1. **Is `self._selected_workflow_data` populated at all 4 call sites?**  
   Confirmed present for VIEW_DETAIL (used at app.py:982). For `_on_node_selected` (line 936) and `_on_log_refresh` (line 1925), the detail view must have been opened first — but it should be set. Verify that VIEW_WORKFLOWS → log path (line 974, no detail view opened) still has `_selected_workflow_data` populated, or fetch phase separately.

2. **Is the Argo node ID the same as the K8s pod name?**  
   Argo node IDs for Pod nodes (e.g. `my-wf-abc12-1234567890`) typically match the K8s pod name, but this is not guaranteed for all executor types (e.g. PNS, emissary). A3's artifact fallback uses this same ID as `node_id` for artifact lookup — this is correct (Argo uses node ID in artifact paths, not pod name).

3. **`max_bytes=65536` (64 KB) for artifact content — sufficient?**  
   Large workflows may produce logs exceeding 64 KB. A3 implementors should decide whether to increase `max_bytes` or add a "log truncated" indicator.

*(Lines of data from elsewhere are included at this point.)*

PR #6871, opened 2023-11-21
Update min duration unit for Jaeger traces filter

### LINKED ISSUE #6870: Jaeger traces: Filter by percentile no returning any trace
In the traces tab, if we filter by percentile, there are no results returned: 

image

image

The query: 

end=1700570248000000&limit=500&minDuration=14031&service=productpage.bookinfo&start=1700570188000000

It looks like it need the duration unit now: 

image

josunect:
Fixes #6870


hhovsepy (approved):
tested locally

4. **Does `main.log` artifact always exist for terminal-phase workflows?**  
   Only if the Argo executor is configured to save logs as artifacts (common for `emissary`, optional for `docker`/`k8s`). A3 must handle the 404 case gracefully (already covered by the `except Exception: pass` pattern above).

5. **Container-set nodes:** `main.log` is the artifact name for `main` container. For non-main containers or containerSet steps, the artifact name may differ. The `container` parameter of `_load_logs` should inform the artifact name in A3.

6. **`follow_timeout` default value:** 300 s (5 min) is proposed for A2. Should this be configurable via `Config` or hardcoded? Implementors decide.

7. **`get_workflow_logs` (client.py:148) is dead code** — it is defined but never called from anywhere in `app.py`. A2 may choose to remove it or leave it for future use.